2. A coupler according to claim 1, wherein the waveguide walls are of differing widths and comprise a pair of wide walls and a pair of narrow walls, and wherein the slot is defined in one of the narrow walls.

3. A coupler according to claim 1 including a focussing reflector positioned adjacent the slot.

4. A coupler according to claim 1, wherein the slot width varies exponentially with length.

5. A coupler according to claim 1, wherein a first end of the coupler is arranged to receive microwave power from a power source such as a magnetron and wherein the slot is arranged to become wide with increasing distance from the first end.

6. A coupler according to claim 5, wherein the slot width varies exponentially with length.

7. A coupler according to claim 2, wherein the slot is of non-uniform width along its length.

8. A coupler according to claim 7, wherein the slot width varies exponentially with length.

9. A coupler according to claim 7, wherein a first end of the coupler is arranged to receive microwave power from a power source such as a magnetron and wherein the slot is arranged to become wide with increasing distance from the first end.

10. A coupler according to claim 9, wherein the slot width varies exponentially with length.

11. An elongate ultraviolet light source comprising an elongate microwave energisable electrodeless lamp and a generally rigid waveguide having a generally rectangular cross section and four generally planar, elongate walls, one of the walls defining a slot which passes through the entire thickness of the wall, the lamp being partially inserted into or laid over the slot and the waveguide being couplable to a source of microwave energy such as a magnetron.

12. An elongate ultraviolet light source comprising an elongate microwave energisable lamp and a generally rigid waveguide having a generally rectangular cross section and four generally planar, elongate walls, one of the walls defining a slot of non-uniform width along its length which passes through the entire thickness of the wall, the lamp being partially inserted into or laid over the slot and the waveguide being couplable to a source of microwave energy such as a magnetron.
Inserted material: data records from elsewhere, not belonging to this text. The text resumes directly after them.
PR #1062, opened 2019-08-28
Switch build pipeline to Gulp

pronebird:

Git checklist:

This PR migrates the project to a better build pipeline that we can customise and adjust for our needs.

I've looked at both Webpack and Gulp once more and decided to go with Gulp for its simplicity and minimalism.

1. Add tasks for building and running GUI in development
1. Add `gulp-envify` plugin to turn all references to `process.NODE_ENV` into `"production"`. This is useful because some users have `NODE_ENV` set in their environment, which causes the app to crash because it attempts to load the extensions used in development only, which are not bundled with the production app. As of now this would result in a dead code in production, but if we use some sort of JS minifier, we could perhaps shake it off. But that's for later.
1. Remove the use of `process.env.BROWSER_SYNC_CLIENT_URL` in `index.html` file to load hot-reload script in a browser process. HTML pre-processing is used instead to inject the script when in development.
1. Add `Content-Security-Policy` meta tag in `index.html` to whitelist the scripts that browser is allowed to execute. Unfortunately `unsafe-inline` still has to be used because Electron injects some scripts itself to throw security warnings. `unsafe-inline` allows the use of `<script>some-code</script>` inside of HTML documents.
1. Explicitly enabled `nodeIntegration` for the browser window to fix the warning displayed in console. Electron 5 and onwards have node integration turned off by default.

---
This change is [Reviewable](https://reviewable.io/reviews/mullvad/mullvadvpn-app/1062)


gui/tasks/electron.js
```diff
@@ -0,0 +1,23 @@
...
+
+function startElectron(done) {
+  subprocess = spawn(electron, ['.'], {
+    env: { ...process.env, NODE_ENV: 'development' },
+    stdio: 'inherit',
+  });
+  done();
+}
+
+function stopElectron() {
```
pronebird: FYI Gulp tasks automatically handle streams, subprocesses and promises when they are returned back form tasks. i.e it waits for async task to complete. The other way to handle this is to accept a callback argument and call it later.

gui/tasks/scripts.js
```diff
@@ -0,0 +1,32 @@
...
+    watch.start('--noClear', '--sourceMap', '--project', '.');
+    return watch.tsc;
+  };
+  compileScripts.displayName = 'compile-scripts-watch';
+
+  return compileScripts;
+}
+
+function compileScripts() {
+  const tsProject = ts.createProject('tsconfig.json');
```
pronebird: FYI Too bad `gulp-typescript` does not support incremental compilation for TS, so I had to stick with `TscWatchClient` for development builds, however we still can use `gulp-typescript` for making release builds.

gui/tsconfig.json
```diff
@@ -28,6 +28,7 @@
   ],
   "include": [
     "src/**/*.ts",
-    "src/**/*.tsx"
+    "src/**/*.tsx",
+    "assets/geo/*.json"
```
pronebird: FYI Had to mention JSON files because `gulp-typescript` couldn't see them. When using `tsc` direction that wasn't a problem. Either way...

PR #1100, opened 2019-09-13
Add bridge location reset

pronebird:

Git checklist:

1. Reset the bridge constraints to `any` when bridge state is changed to `auto` or `off`
1.  Hack together the `Closest to exit server` option at the top of the list of bridge locations. The equivalent for that is setting the bridge constraints to `any`.

### DIFF
--- a/gui/src/shared/relay-location-builder.ts
+++ b/gui/src/shared/relay-location-builder.ts
@@ -1,0 +1,41 @@
+import { Constraint, LiftedConstraint, RelayLocation } from './daemon-rpc-types';
+
+export interface ILocationBuilder<Self> {
+  country(country: string): Self;
+  city(country: string, city: string): Self;
+  hostname(country: string, city: string, hostname: string): Self;
+  any(): Self;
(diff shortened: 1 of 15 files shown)


gui/src/shared/relay-location-builder.ts
```diff
@@ -0,0 +1,50 @@
...
+    hostname: (country: string, city: string, hostname: string) => {
+      receiver({ only: { hostname: [country, city, hostname] } });
+      return context;
+    },
+    any: () => {
+      receiver('any');
+      return context;
+    },
+    fromRaw(location: LiftedConstraint<RelayLocation>) {
+      if (location === 'any') {
```
jvff: Can't this be simplified using the new type information? I.e., could it be simplified to do something like:

```
if (location === 'any') {
    return this.any();
} else {
    receiver({ only: location });
    return context;
}
```

pronebird: Ah sure! Done!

13. An elongate ultraviolet light source comprising an elongate microwave energisable lamp and a generally rigid waveguide having a generally rectangular cross section and four generally planar, elongate walls, one of the walls defining a slot which passes through the entire thickness of the wall, the lamp being partially inserted into or laid over the slot and passing through no more than one wall of the waveguide, the waveguide being couplable to a source of microwave energy such as a magnetron.